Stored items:
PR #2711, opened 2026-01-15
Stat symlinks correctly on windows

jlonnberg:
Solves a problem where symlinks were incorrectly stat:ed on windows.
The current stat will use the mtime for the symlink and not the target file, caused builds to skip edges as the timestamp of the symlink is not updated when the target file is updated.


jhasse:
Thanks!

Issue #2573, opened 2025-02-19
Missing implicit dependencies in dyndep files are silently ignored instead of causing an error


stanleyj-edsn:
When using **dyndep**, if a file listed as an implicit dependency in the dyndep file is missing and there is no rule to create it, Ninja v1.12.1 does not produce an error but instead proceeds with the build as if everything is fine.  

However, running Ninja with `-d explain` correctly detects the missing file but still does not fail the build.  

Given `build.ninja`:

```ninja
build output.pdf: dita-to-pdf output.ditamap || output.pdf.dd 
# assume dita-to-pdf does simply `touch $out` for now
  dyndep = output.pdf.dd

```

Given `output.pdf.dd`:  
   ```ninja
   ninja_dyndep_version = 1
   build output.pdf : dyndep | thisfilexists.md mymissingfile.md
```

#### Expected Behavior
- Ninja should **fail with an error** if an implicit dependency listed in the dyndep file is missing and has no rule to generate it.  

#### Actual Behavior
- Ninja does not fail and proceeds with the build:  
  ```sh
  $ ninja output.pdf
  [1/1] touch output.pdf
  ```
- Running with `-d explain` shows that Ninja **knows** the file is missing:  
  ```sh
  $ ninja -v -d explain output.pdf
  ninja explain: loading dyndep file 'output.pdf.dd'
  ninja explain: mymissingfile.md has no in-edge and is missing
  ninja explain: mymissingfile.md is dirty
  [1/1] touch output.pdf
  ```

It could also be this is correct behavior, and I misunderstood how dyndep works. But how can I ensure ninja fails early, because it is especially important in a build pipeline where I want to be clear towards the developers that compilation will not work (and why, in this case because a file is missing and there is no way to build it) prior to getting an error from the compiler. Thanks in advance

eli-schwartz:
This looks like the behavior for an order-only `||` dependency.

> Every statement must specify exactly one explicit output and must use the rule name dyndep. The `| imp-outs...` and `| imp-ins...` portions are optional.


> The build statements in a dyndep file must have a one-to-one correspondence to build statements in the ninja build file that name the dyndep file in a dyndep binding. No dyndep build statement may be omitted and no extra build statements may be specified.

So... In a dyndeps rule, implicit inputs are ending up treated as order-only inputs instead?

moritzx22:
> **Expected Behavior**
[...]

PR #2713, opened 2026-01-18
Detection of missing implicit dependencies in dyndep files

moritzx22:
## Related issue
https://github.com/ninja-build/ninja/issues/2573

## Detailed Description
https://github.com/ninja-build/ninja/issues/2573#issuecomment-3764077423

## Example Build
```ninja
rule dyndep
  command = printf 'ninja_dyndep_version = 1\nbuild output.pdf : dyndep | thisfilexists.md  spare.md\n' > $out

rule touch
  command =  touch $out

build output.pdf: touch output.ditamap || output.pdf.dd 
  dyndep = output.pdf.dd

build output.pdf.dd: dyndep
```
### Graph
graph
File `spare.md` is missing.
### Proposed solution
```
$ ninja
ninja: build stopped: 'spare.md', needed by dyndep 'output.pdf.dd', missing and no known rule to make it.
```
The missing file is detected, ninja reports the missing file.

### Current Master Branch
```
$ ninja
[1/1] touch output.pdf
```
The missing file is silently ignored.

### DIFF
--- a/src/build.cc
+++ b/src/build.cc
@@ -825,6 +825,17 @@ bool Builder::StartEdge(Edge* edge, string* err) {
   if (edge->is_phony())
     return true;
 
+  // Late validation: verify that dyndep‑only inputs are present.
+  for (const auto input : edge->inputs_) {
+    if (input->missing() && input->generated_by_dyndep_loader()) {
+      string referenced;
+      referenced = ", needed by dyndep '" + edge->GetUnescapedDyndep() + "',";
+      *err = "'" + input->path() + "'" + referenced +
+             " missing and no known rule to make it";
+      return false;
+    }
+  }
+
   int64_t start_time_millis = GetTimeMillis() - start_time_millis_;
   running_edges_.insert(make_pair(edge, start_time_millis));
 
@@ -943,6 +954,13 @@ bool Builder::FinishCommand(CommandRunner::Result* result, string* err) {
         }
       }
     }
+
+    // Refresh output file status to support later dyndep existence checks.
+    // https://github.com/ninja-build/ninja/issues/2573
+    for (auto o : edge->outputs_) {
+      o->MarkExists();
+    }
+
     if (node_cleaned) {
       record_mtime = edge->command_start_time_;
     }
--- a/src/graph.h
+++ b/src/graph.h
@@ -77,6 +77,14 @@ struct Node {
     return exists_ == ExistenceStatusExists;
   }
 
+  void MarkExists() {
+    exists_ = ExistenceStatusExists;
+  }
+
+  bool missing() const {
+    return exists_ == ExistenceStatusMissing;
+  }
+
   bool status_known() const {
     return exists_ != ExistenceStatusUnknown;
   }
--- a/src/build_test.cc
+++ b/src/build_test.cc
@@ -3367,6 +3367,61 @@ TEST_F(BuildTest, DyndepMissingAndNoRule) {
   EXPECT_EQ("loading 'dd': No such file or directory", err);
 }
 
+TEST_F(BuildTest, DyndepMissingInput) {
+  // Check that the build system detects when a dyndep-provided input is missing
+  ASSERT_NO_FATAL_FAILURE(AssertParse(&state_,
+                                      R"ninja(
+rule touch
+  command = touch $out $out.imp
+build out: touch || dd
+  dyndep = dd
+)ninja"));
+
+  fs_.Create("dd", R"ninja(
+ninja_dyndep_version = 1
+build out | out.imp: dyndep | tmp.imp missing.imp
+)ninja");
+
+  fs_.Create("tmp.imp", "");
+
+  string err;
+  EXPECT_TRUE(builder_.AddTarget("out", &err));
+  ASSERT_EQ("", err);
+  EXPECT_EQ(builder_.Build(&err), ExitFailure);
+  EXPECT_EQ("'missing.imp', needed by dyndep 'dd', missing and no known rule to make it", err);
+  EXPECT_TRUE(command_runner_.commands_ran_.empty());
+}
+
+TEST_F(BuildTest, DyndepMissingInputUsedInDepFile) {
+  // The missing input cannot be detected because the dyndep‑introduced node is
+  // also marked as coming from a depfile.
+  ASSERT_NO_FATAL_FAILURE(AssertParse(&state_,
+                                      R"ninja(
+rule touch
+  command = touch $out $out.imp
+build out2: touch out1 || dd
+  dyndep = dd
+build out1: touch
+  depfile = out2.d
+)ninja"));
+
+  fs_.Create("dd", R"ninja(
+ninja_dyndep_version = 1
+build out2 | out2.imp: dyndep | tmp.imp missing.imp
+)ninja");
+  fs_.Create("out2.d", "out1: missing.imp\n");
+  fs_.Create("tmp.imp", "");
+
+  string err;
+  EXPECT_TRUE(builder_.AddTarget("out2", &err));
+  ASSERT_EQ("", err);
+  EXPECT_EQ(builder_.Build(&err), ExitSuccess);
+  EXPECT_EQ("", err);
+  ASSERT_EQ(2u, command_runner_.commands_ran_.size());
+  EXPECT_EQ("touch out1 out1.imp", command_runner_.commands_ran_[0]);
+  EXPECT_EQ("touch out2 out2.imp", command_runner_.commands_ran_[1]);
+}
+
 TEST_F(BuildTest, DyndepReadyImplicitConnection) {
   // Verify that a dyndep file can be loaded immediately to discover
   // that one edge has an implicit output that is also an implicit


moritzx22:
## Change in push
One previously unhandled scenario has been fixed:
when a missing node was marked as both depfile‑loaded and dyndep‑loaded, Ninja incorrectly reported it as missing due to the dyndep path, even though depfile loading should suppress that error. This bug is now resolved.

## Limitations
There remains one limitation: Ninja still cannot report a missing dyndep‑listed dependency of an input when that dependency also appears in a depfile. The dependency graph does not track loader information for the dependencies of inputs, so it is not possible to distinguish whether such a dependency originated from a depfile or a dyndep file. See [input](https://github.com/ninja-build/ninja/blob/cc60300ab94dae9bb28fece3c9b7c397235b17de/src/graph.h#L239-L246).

Assignment:
The lines you need are those with the word "AddTarget"; list them from the entries.

Task answer:
+  EXPECT_TRUE(builder_.AddTarget("out", &err));
+  EXPECT_TRUE(builder_.AddTarget("out2", &err));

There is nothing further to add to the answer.